Their projects works in an area which has experienced a lot of out migration to all of the coastal cities, Shenzhen, Guangzhou, Shanghai and Beijing. They have worked in the past with different “happy room” projects for left behind children and also with a very interesting architecture project involving migration. They have a project which addresses how remittance money is used to build new homes and they have an inciative to help design the homes for free if the home owner agrees to have a part of the house designed to incorporate and maintain a social space like a courtyard that connects to and  that can be used by the local community.
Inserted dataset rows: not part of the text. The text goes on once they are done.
PR #452, opened 2022-07-05
436 add highlight color to the header menu

### LINKED ISSUE #436: add highlight color to the header menu
add highlight color to the header menu to show which site is active

LetsPoke:
closes #436


hms-app/src/common/constants.ts
```diff
@@ -1 +1,3 @@
 export const NULL_DATE = new Date('1970-01-01')
+export const HeaderActiveColor = 'lightblue'
```
verzano, line 2: so I think there is already a `styles` file that this wold fit more logically in

verzano: also the capitalization is probably wrong, constants should be ALL_CAPS or possibly camalCase

hms-app/src/components/HeaderMenu.tsx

Therefore, I am hoping to spend at least ten or eleven days in the village they are located now for their summer project, learning in greater depth about some of the impacts of migration on the home community. I will be especially interested to learn more about the schools and where the students in the community attend school and to what age . I know that we will actually be sleeping and staying in school during our  time there, with the others from their project, so this is fitting! So I think this time will be interesting and very helpful part of my research. I will then travel back to Shanghai for a few days with Lisa through Anhui province, where most of the people I met in Shanghai were from and try to stop in some towns along our route and speak to who I can but this may be difficult even though Lisa will be able to translate, I think it is a bit important to have connections in different places first, but we will see how the our first randomly chosen stop goes and go from there. I will then come back to Shanghai on about the 17th and I leave China on the morning of the 21st. So I plan to spend the last few days visiting some of the centers I was working in, working on recording my budget and receipts a bit more, and saying goodbye to everyone here!